PR #6626, opened 2019-08-14
Companion ACCESS support

raphaelcoeffic:
TODOs:
General settings:
- [x] registrationId

Model settings:
- [x] registrationId
- [x] receiver list (`read-only` + `delete`)
- [x] telemetry sensor receiver
- [x] show receiver in various "sources" (vario, RSSI, etc)


bsongis:
Yes, I think the receivers list should be readonly. Perhaps later add the possibility to remove a receiver?

raphaelcoeffic:
> Yes, I think the receivers list should be readonly. Perhaps later add the possibility to remove a receiver?

Later? I can add just now, why not. Just not sure what it means on the TX. Is there anything to be done physically with the receiver after deleting it from the model?

kilrah:
On the radio we have 2 options, Delete and Reset - Delete just clears the struct on the radio, but Reset also sends an "unbind" command to the receiver. Obviously if we do it in companion only Delete is possible

raphaelcoeffic:
> Delete just clears the struct on the radio

Ok, then let's have it!

Allerhopp:
Here is my EEPROM backup (carbo from chat) with the broken telemetry (companion).
Names, sensor id ... also sensor instance in radio x9d is wrong with 3 digits instead of 2. Or is it a new feature, i do not understand .....
[eeprom-2019-08-18-190908.zip](https://github.com/opentx/opentx/files/3513432/eeprom-2019-08-18-190908.zip)

N064 X9D I did a new sensor search in the default model R9M to be sure.

raphaelcoeffic:
@Allerhopp there is really a lot of problems with Companion and X9D+ at the moment! Thx for pointing at it! It will be fixed shortly. I've found already a couple of issues, but there are more...

companion/src/firmwares/opentx/opentxeeprom.h
```diff
@@ -83,7 +83,8 @@ class ProtocolsConversionTable: public ConversionTable
       addConversion(PULSES_PXX_XJT_D8, val);
       addConversion(PULSES_PXX_XJT_LR12, val++);
 
-      addConversion(PULSES_ACCESS_ISRM, val++);
+      addConversion(PULSES_ACCESS_ISRM, val);
```
bsongis, line 86: I wonder if my previous code didn't already break the module type conversion (i.e. a DSM2 module)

• _EXERCISE DETAILS_
Report only the number of lines in the data above that contain "possibility".

• _TASK OUTPUT_
2